Problem requirements
A word-for-word copy of the records below is required.

Data under study
PR #2933, opened 2019-11-23
fewer local interim single use variables exposing implementation signatures

smonteiro:
This may not seem like much, but it is a step in a larger goal.

### DIFF
--- a/framework/src/main/java/org/checkerframework/common/reflection/ClassValAnnotatedTypeFactory.java
+++ b/framework/src/main/java/org/checkerframework/common/reflection/ClassValAnnotatedTypeFactory.java
@@ -122,11 +122,9 @@ public class ClassValAnnotatedTypeFactory extends BaseAnnotatedTypeFactory {
             } else if (isSubtype(a2, a1)) {
                 return a1;
             } else {
-                List<String> a1ClassNames = getClassNamesFromAnnotation(a1);
-                List<String> a2ClassNames = getClassNamesFromAnnotation(a2);
                 Set<String> lubClassNames = new TreeSet<>();
-                lubClassNames.addAll(a1ClassNames);
-                lubClassNames.addAll(a2ClassNames);
+                lubClassNames.addAll(getClassNamesFromAnnotation(a1));
+                lubClassNames.addAll(getClassNamesFromAnnotation(a2));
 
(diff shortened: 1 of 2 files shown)


wmdietl:
Could you outline, maybe as an issue, what the larger goal is?
At the moment this doesn't look like an improvement.

smonteiro:
Currently the return type on those signatures is List<String> and the local variable is just a pass-through.
That locks the implementation of getClassNamesFromAnnotation of  into List<String> not allowing it to evolve to  Set<String>  or SortedSet<String>.

wmdietl:
Ok, but why not do that when that signature evolves?
This PR doesn't change all invocations of `getClassNamesFromAnnotation` so there is remaining work in any case.
What is the benefit of doing this now over waiting until we actually need that change?

smonteiro:
Much like one strives to program to the interface instead of the concrete class, programming to the concept of a returned collection instead of the structure of the collection.

Why bother with the pass trough single use  local variable with a narrowing type when it is used solely for this ? 
Why have a local temporary pass-through variable narrowing the type to List<String>  when Collection<String> will do ? 
Of all the answers, using the direct evaluation as the argument to addAll() has the fewest number of lines and no arbitrary narrowing local type influencing the implementation of getClassNamesFromAnnotation().

smonteiro:
"You are not going to need it" has limits.
Larger changes require a lot of review time.
This is a tiny, no negative impact refactoring today.

If we are to evaluated the merit of it today in its tiny scope all we get is tiny:
two fewer local variables per function, no intervening distraction with allocation a TreeSet to then get back to the conversation about the class names, fewer lines.

Tiny. Cheap today.

smonteiro:
The Travis CI build is clean but this is not. What is going on ?

mernst:
@smonteiro There was some debugging gone wrong, at a time I lost Internet connectivity.  My apologies for that.  I expect the current job to pass.

mernst:
> Why bother with the pass trough single use local variable

One reason is that naming a concept (a value or computation) can make it clearer.

It's not true for all code, but I find this particular code easier to read with named local variables.
(This is analogous to abstracting out a helper function that is only used once.)

I agree with your comment that making the type explicit does couple the implementation.
I'm not positive that that disadvantage outweighs the advantage of giving a name, though.

PR #2934, opened 2019-11-24
Don't unnecessarily call getDeclAnnotation

nhat-nguyen:
Work being done on both branches are the same, additionally, it seems like getDeclAnnotation doesn't return `null`.

### DIFF
--- a/framework/src/main/java/org/checkerframework/framework/type/AnnotatedTypeFactory.java
+++ b/framework/src/main/java/org/checkerframework/framework/type/AnnotatedTypeFactory.java
@@ -3055,12 +3055,7 @@ public class AnnotatedTypeFactory implements AnnotationProvider {
 
             // Retrieving annotations from stub files.
             Set<AnnotationMirror> stubAnnos = stubTypes.getDeclAnnotation(elt);
-            if (stubAnnos != null) {
-                results.addAll(stubAnnos);
-            } else {
-                stubAnnos = stubTypes.getDeclAnnotation(elt);
-                results.addAll(stubAnnos);
-            }
+            results.addAll(stubAnnos);
 
             if (elt.getKind() == ElementKind.METHOD) {
                 // Retrieve the annotations from the overridden method's element.


framework/src/main/java/org/checkerframework/framework/type/AnnotatedTypeFactory.java
```diff
@@ -3055,12 +3055,7 @@ private AnnotationMirror getDeclAnnotation(
 
             // Retrieving annotations from stub files.
             Set<AnnotationMirror> stubAnnos = stubTypes.getDeclAnnotation(elt);
-            if (stubAnnos != null) {
-                results.addAll(stubAnnos);
-            } else {
-                stubAnnos = stubTypes.getDeclAnnotation(elt);
```
wmdietl: @smillst Should this maybe have been a call to something else?

mernst:
> Work being done on both branches are the same, additionally, it seems like getDeclAnnotation doesn't return `null`.

This comment doesn't make sense.  Which are the "both branches" you are referring to?
Which line of code does the comment about getDeclAnnotation refer to, and why isn't it a comment on that line of code in this pull request?

nhat-nguyen:
> This comment doesn't make sense. Which are the "both branches" you are referring to?
I'm sorry it was ambiguous. Regardless of the nullness of `stubAnnos`, we still add the return value of `getDeclAnnotation`, which should  be the same unless `getDeclAnnotation` is not idempotent, to `results`.

> Which line of code does the comment about getDeclAnnotation refer to, and why isn't it a comment on that line of code in this pull request?
I'm not sure what comment you are referring to.

mernst:
I think by "both branches", you mean both branches of some if statement.  I had interpreted it as referring to two GitHub branches, since your comment was not attached to any particular line of code nor to any previous conversation in this pull request.  (Please try to attach comments to code whenever the comment refers to code.)

Regarding `getDeclAnnotation`, you made a remark about it, which seemed to be referring to some part of your pull request, but it was not clear to me what part.

framework/src/main/java/org/checkerframework/framework/type/AnnotatedTypeFactory.java
smillst: I think it was just a mistake.  I don't see anything else that this should be doing.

Answer below
PR #2933, opened 2019-11-23
fewer local interim single use variables exposing implementation signatures

smonteiro:
This may not seem like much, but it is a step in a larger goal.

### DIFF
--- a/framework/src/main/java/org/checkerframework/common/reflection/ClassValAnnotatedTypeFactory.java
+++ b/framework/src/main/java/org/checkerframework/common/reflection/ClassValAnnotatedTypeFactory.java
@@ -122,11 +122,9 @@ public class ClassValAnnotatedTypeFactory extends BaseAnnotatedTypeFactory {
             } else if (isSubtype(a2, a1)) {
                 return a1;
             } else {
-                List<String> a1ClassNames = getClassNamesFromAnnotation(a1);
-                List<String> a2ClassNames = getClassNamesFromAnnotation(a2);
                 Set<String> lubClassNames = new TreeSet<>();
-                lubClassNames.addAll(a1ClassNames);
-                lubClassNames.addAll(a2ClassNames);
+                lubClassNames.addAll(getClassNamesFromAnnotation(a1));
+                lubClassNames.addAll(getClassNamesFromAnnotation(a2));
 
(diff shortened: 1 of 2 files shown)


wmdietl:
Could you outline, maybe as an issue, what the larger goal is?
At the moment this doesn't look like an improvement.

smonteiro:
Currently the return type on those signatures is List<String> and the local variable is just a pass-through.
That locks the implementation of getClassNamesFromAnnotation of  into List<String> not allowing it to evolve to  Set<String>  or SortedSet<String>.

wmdietl:
Ok, but why not do that when that signature evolves?
This PR doesn't change all invocations of `getClassNamesFromAnnotation` so there is remaining work in any case.
What is the benefit of doing this now over waiting until we actually need that change?

smonteiro:
Much like one strives to program to the interface instead of the concrete class, programming to the concept of a returned collection instead of the structure of the collection.

Why bother with the pass trough single use  local variable with a narrowing type when it is used solely for this ? 
Why have a local temporary pass-through variable narrowing the type to List<String>  when Collection<String> will do ? 
Of all the answers, using the direct evaluation as the argument to addAll() has the fewest number of lines and no arbitrary narrowing local type influencing the implementation of getClassNamesFromAnnotation().

smonteiro:
"You are not going to need it" has limits.
Larger changes require a lot of review time.
This is a tiny, no negative impact refactoring today.

If we are to evaluated the merit of it today in its tiny scope all we get is tiny:
two fewer local variables per function, no intervening distraction with allocation a TreeSet to then get back to the conversation about the class names, fewer lines.

Tiny. Cheap today.

smonteiro:
The Travis CI build is clean but this is not. What is going on ?

mernst:
@smonteiro There was some debugging gone wrong, at a time I lost Internet connectivity.  My apologies for that.  I expect the current job to pass.

mernst:
> Why bother with the pass trough single use local variable

One reason is that naming a concept (a value or computation) can make it clearer.

It's not true for all code, but I find this particular code easier to read with named local variables.
(This is analogous to abstracting out a helper function that is only used once.)

I agree with your comment that making the type explicit does couple the implementation.
I'm not positive that that disadvantage outweighs the advantage of giving a name, though.

PR #2934, opened 2019-11-24
Don't unnecessarily call getDeclAnnotation

nhat-nguyen:
Work being done on both branches are the same, additionally, it seems like getDeclAnnotation doesn't return `null`.

### DIFF
--- a/framework/src/main/java/org/checkerframework/framework/type/AnnotatedTypeFactory.java
+++ b/framework/src/main/java/org/checkerframework/framework/type/AnnotatedTypeFactory.java
@@ -3055,12 +3055,7 @@ public class AnnotatedTypeFactory implements AnnotationProvider {
 
             // Retrieving annotations from stub files.
             Set<AnnotationMirror> stubAnnos = stubTypes.getDeclAnnotation(elt);
-            if (stubAnnos != null) {
-                results.addAll(stubAnnos);
-            } else {
-                stubAnnos = stubTypes.getDeclAnnotation(elt);
-                results.addAll(stubAnnos);
-            }
+            results.addAll(stubAnnos);
 
             if (elt.getKind() == ElementKind.METHOD) {
                 // Retrieve the annotations from the overridden method's element.


framework/src/main/java/org/checkerframework/framework/type/AnnotatedTypeFactory.java
```diff
@@ -3055,12 +3055,7 @@ private AnnotationMirror getDeclAnnotation(
 
             // Retrieving annotations from stub files.
             Set<AnnotationMirror> stubAnnos = stubTypes.getDeclAnnotation(elt);
-            if (stubAnnos != null) {
-                results.addAll(stubAnnos);
-            } else {
-                stubAnnos = stubTypes.getDeclAnnotation(elt);
```
wmdietl: @smillst Should this maybe have been a call to something else?

mernst:
> Work being done on both branches are the same, additionally, it seems like getDeclAnnotation doesn't return `null`.

This comment doesn't make sense.  Which are the "both branches" you are referring to?
Which line of code does the comment about getDeclAnnotation refer to, and why isn't it a comment on that line of code in this pull request?

nhat-nguyen:
> This comment doesn't make sense. Which are the "both branches" you are referring to?
I'm sorry it was ambiguous. Regardless of the nullness of `stubAnnos`, we still add the return value of `getDeclAnnotation`, which should  be the same unless `getDeclAnnotation` is not idempotent, to `results`.

> Which line of code does the comment about getDeclAnnotation refer to, and why isn't it a comment on that line of code in this pull request?
I'm not sure what comment you are referring to.

mernst:
I think by "both branches", you mean both branches of some if statement.  I had interpreted it as referring to two GitHub branches, since your comment was not attached to any particular line of code nor to any previous conversation in this pull request.  (Please try to attach comments to code whenever the comment refers to code.)

Regarding `getDeclAnnotation`, you made a remark about it, which seemed to be referring to some part of your pull request, but it was not clear to me what part.

framework/src/main/java/org/checkerframework/framework/type/AnnotatedTypeFactory.java
smillst: I think it was just a mistake.  I don't see anything else that this should be doing.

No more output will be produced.